萧宏的书房内,熏香袅袅,却驱不散那无形的凝重。
萧宸按照萧昱的指点,将自己的想法条理清晰地陈述出来,着重强调自己愿意承担更繁重、更需要责任心的协调维稳工作,并“体贴”地提出让二弟负责其感兴趣的宫廷雅玩采买,以全兄弟之情,慰祖母之心。
萧宏端坐于上,静静地听着,脸上没有任何表情,仿佛一潭深不见底的古井。
他深邃的目光掠过萧宸那带着几分急切与期待的脸庞,仿佛能穿透皮囊,看到其背后可能存在的献策之人。
“哦?”待萧宸说完,萧宏才缓缓开口,语气听不出喜怒,“你倒是考虑得周全。既要担实务,又顾念兄弟,还体贴祖母。”
萧宸心中一紧,忙躬身道:“儿臣只是……只是希望能为父亲分忧,家庭和睦。”
萧宏未置可否,手指轻轻敲击着桌面,发出规律的笃笃声,每一声都敲在萧宸的心上。
他洞若观火,对母亲的心思、赵氏的反对、柳氏一党的搅局、乃至萧宸这番“突然”变得圆滑周全的应对,都了然于胸。
这盘棋,每个人都想为自己争取最大的利益。
良久,就在萧宸额头快要渗出冷汗时,萧宏终于停止了敲击,沉声道:“你的心意,本王知道了。

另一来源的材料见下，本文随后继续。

PR #450, opened 2020-04-09
internal/dinosql: add map containing all enums

### LINKED ISSUE #447: Test for enum membership
An enum type in Postgres generates the following Go code:

```sql
CREATE TYPE company_role AS ENUM ('member', 'admin', 'guest');
```

```go
type CompanyRole string

const (
	CompanyRoleMember CompanyRole = "member"
	CompanyRoleAdmin  CompanyRole = "admin"
	CompanyRoleGuest  CompanyRole = "guest"
)
```

Given a random string, I would like to test whether it is a member of the enum or not without going to the database. I can create a function, but `s == CompanyRoleMember || s == CompanyRoleAdmin || s == CompanyRoleGuest` breaks without warning as soon as a new field was added to the enum.

Is there a way to provide a map, or `func ValidCompanyRole(s string) bool` or `func (c CompanyRole) Valid() bool`, or anything I could call to automatically check for enum membership?

kevinburkemeter:
Currently if I want to test for enum membership, I need to write a
custom function and then remember update it every time I add a new
field to an enum.

By placing all of the enums in a map, it is possible to write a
function in a user file in the same package that tests for membership
and does not require updating (since it can just check the map). This
also avoids the need to change the public API.

Fixes #447.

### DIFF
--- a/internal/dinosql/gen.go
+++ b/internal/dinosql/gen.go
@@ -1145,6 +1145,14 @@ const (
 	{{- end}}
 )
 
+{{ if $.EmitEnumMapping }}
+var Every{{.Name}} = map[{{.Name}}]bool{
+	{{ range .Constants -}}
+	{{.Name}}: true,
+	{{ end -}}
+}
+{{ end -}}
+
 func (e *{{.Name}}) Scan(src interface{}) error {
 	switch s := src.(type) {
 	case []byte:
@@ -1299,6 +1307,7 @@ type tmplCtx struct {
 	EmitJSONTags        bool
 	EmitPreparedQueries bool
 	EmitInterface       bool
+	EmitEnumMapping     bool
 }
 
 func (t *tmplCtx) OutputQuery(sourceName string) bool {
@@ -1330,6 +1339,7 @@ func Generate(r Generateable, settings config.CombinedSettings) (map[string]stri
 		EmitInterface:       golang.EmitInterface,
 		EmitJSONTags:        golang.EmitJSONTags,
 		EmitPreparedQueries: golang.EmitPreparedQueries,
+		EmitEnumMapping:     golang.EmitEnumMapping,
 		Q:                   "`",
 		Package:             golang.Package,
 		GoQueries:           r.GoQueries(settings),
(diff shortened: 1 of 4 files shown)


internal/mysql/gen.go
```diff
@@ -63,7 +63,7 @@ func (pGen PackageGenerator) enumNameFromColDef(col *sqlparser.ColumnDefinition)
 		dinosql.StructName(col.Name.String(), pGen.CombinedSettings))
 }
 
-// Structs marshels each query into a go struct for generation
+// Structs marshals each query into a go struct for generation
```
kyleconroy, line 66: My spelling strikes again!

internal/dinosql/gen.go
```diff
@@ -1145,6 +1145,12 @@ const (
 	{{- end}}
 )
 
+var every{{.Name}} = map[{{.Name}}]bool{
```
kyleconroy, line 1148: I don't want to add this map by default. Can you put it behind a feature flag? `emit_enum_mapping` or something like that. Also, I think this should be public, as by default I don't encourage people to add code to the generated package.

kevinburkemeter: Done

internal/dinosql/gen.go
```diff
@@ -1145,6 +1145,14 @@ const (
 	{{- end}}
 )
 
+{{ if $.EmitEnumMapping }}
+var Every{{.Name}} = map[{{.Name}}]bool{
```
kyleconroy, line 1149: Looking over this, don't you want these to be the string values of the enums? Not the Enum values themselves?

kevinburkemeter: Either way... can just as easily do e.g `if db.EveryCompanyRole[CompanyRole("unknownstring")]`

kyleconroy: I'll leave it up to you 👍

kyleconroy:
@kevinburkemeter still interested in this feature landing? A release is going out on Thursday

kyleconroy:
@kevinburkemeter I’m closing this for now, please feel free to reopen if you have time to update to the master branch.

PR #3125, opened 2024-01-11
feat: add "use_interface_return_types" option

### LINKED ISSUE #383: WithTx is not part of the method set of interface generated

Jesse0Michael:
- Add the option "**use_interface_return_types**" to direct sqlc generation to use the querier interface for the return type of the WithTx method on the Queries struct.

- Include `WithTx` in the Querier interface (when "**emit_methods_with_db_argument**" is false)

---

Looks to resolve https://github.com/sqlc-dev/sqlc/issues/383

Where the lack of `WithTx` in the interface causes makes it hard to use the `Querier` interface 
and the `*Queries` return type makes it hard to mock the sqlc `Querier` for testing

Please let me know if I should have approached this differently or if there's something else I need to do! ✌️


Jesse0Michael:
It would be nice if we could just update the **WithTx** signature to use "Querier" instead of "*Queries" _if_ `emit_interface` is enabled.. but, as @kyleconroy mentions in the issue https://github.com/sqlc-dev/sqlc/issues/383#issuecomment-596053061, that would be a breaking change. 

My hope is that we could put the change behind an explicit option.

I imagine `use_interface_return_types` isn't a clear enough name for an option that would fix the function signature of **WithTx**, but instead of guessing what would be a clearer name, I'd rather be told would be an acceptable option name

kyleconroy:
**🤖 Automated message**

---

市舶司与盐铁司乃国之重器,非儿戏之地,萧焕性情浮躁,不堪此任。”
一句话,彻底驳回了萧老夫人的请求。
萧宸心中一块大石落地,连忙道:“父亲英明!”
“不过,”萧宏话锋一转,“你既主动请缨,那巡查码头仓库,协调与各大商会往来之事,便由你兼管起来,需用心办差,不可懈怠。”
“儿臣领命!定不负父亲所托!”萧宸大喜。
“至于焕儿……”萧宏沉吟片刻,“他既然喜好珍玩,宫中部分用于赏赐、摆设的非紧要物品采买,便交由他打理吧。也算是个历练。”
这既给了萧老夫人一个交代,满足了萧焕的“兴趣”,又将其牢牢限制在无关大局的范围内。同时,他也赏赐了萧焕一批新进贡的珍宝,以示安抚。
最终,这场由萧老夫人引发的风波,以萧宏乾纲独断的方式暂时平息。
核心财权未被动摇,萧宸得了部分实务,萧焕得了虚名和玩乐的由头,萧老夫人面子上也过得去。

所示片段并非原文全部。